NUKLEONIKA 2012, 57(3):333-336



Sergey S. Anan’ev1, Yuriy L. Bakshaev1, 1, Vladimir A. Bryzgunov1,
Andrey S. Chernenko1, Sergey A. Dan’ko1, Evgeny D. Kazakov1, Daniel Klír2,
Valeriy D. Korolev1, Evgeniya A. Smirnova1, Gennadiy I. Ustroev1,
Viktor V. Vikhrev3

1 Institute of Hydrogen Energetic and Plasma Technologies, National Research Center “Kurchatov Institute”,
1 Academic Kurchatov Sq., 123182 Moscow, Russia

2 Czech Technical University in Prague, 2 Technicka Str., 166 29 Praha 6, Czech Republic
3 Institute of Tokamaks, National Research Center “Kurchatov Institute”,
1 Academic Kurchatov Sq., 123182 Moscow, Russia

The parameters of neutron emission from the neck of the condensed Z-pinch, were measured at an S-300 installation (2 MA, 100 ns). Profiled loads with central parts made from microporous deuterated polyethylene (with a density of 100 mg/cm3) were used in the experiments.
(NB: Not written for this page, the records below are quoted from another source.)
PR #8450, opened 2019-12-03
FEATURE: Hide discourse version in page header

rrooding:
Added a new setting to the security tab of Discourse to hide the Discourse version in the 'generator' meta tag.

The default generator tag contains something like: `content="Discourse 2.3.0 - https://github.com/discourse/discourse version 0bcb62fc2d027ee031d2275112da7ac9e26d31bf"`

When you change this setting to true, it will just show `content="Discourse"`

### DIFF
--- a/app/helpers/application_helper.rb
+++ b/app/helpers/application_helper.rb
@@ -285,6 +285,15 @@ module ApplicationHelper
     content_tag(:script, MultiJson.dump(json).html_safe, type: 'application/ld+json'.freeze)
   end
 
+  def discourse_generator_tag
+    if SiteSetting.hide_discourse_version
+      version_content = "Discourse"
+    else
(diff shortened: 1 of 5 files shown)


rrooding:
^ Not sure about the 2 rubocop offences. They are not introduced by this PR?

eviltrout:
The rubocop thing can be ignored, sorry about that.

This PR looks good, but my question is why would you want to hide the Discourse version? Was this discussed anywhere like our meta forums in advance?

rrooding:
A customer of us is using Discourse for a platform that is focussed on security for large companies, and they asked us to remove the version information to disclose as little as possible. Thought it might interest more people :)

SamSaffron:
I sadly can not support a site setting here, if you really need this I recommend a plugin. 

Then inject middleware that strips this out. I know its not the cleanest thing in the world to do but you will not need a fork of the software. 

I feel having this option actually hurts the ecosystem and makes it harder to troubleshoot stuff.

PR #8451, opened 2019-12-03
FIX: Secure Upload URLs in lightbox

CvX:
This fixes the following issues:

* The link element on the lightbox which pops open the lightbox was linking to the S3 URL with a private ACL instead of the secure media URL for the image
* Change to use `@post.with_secure_media?` in `CookedPostProcessor` for URL cooking, as in some cases, like when a post is edited and an upload is added, `upload.secure?` can be false which resulted in `srcset` URLs not being cooked correctly to secure media upload urls.

**NOTE: these notes were modified by @martin-brennan**

### DIFF
--- a/lib/cooked_post_processor.rb
+++ b/lib/cooked_post_processor.rb
@@ -375,9 +375,10 @@ class CookedPostProcessor
   def optimize_image!(img, upload, cropped: false)
     w, h = img["width"].to_i, img["height"].to_i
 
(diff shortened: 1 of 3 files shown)


SamSaffron:
@martin-brennan  assume you are taking this over?

martin-brennan:
@SamSaffron yes I am, I'm just trying to figure out how these fixes relate to the other issue on that Australia meetup image where none of the `srcset` URLs were secure, and roll it a fix for that into this.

Neutron emission parameters were measured by the time-of-flight (TOF) method. Neutrons were registered using four flight bases with 10 scintillation detectors which were placed at two axial and two radial directions. It was found that the mean neutron energy, determined by the TOF method, turned out to be anisotropic. The average energy of neutrons emitted along the axis towards the cathode, was shifted to higher energy (2.6–2.8 MeV) and the average energy of neutrons emitted towards the anode, was shifted to lower energy (2.1–2.3 MeV) compared to the d-d reaction neutron energy 2.45 MeV. The average energy of neutrons, emitted in two opposite radial directions, was close to 2.45 MeV. The half-width of the energy distributions reconstructed for all directions was 400–500 keV. The analysis of the experimental results demonstrated that the found phenomena could be explained by a slowly decaying high energy tail in the energy distribution of colliding deuterons. The maximal neutron yield was of 6 × 109.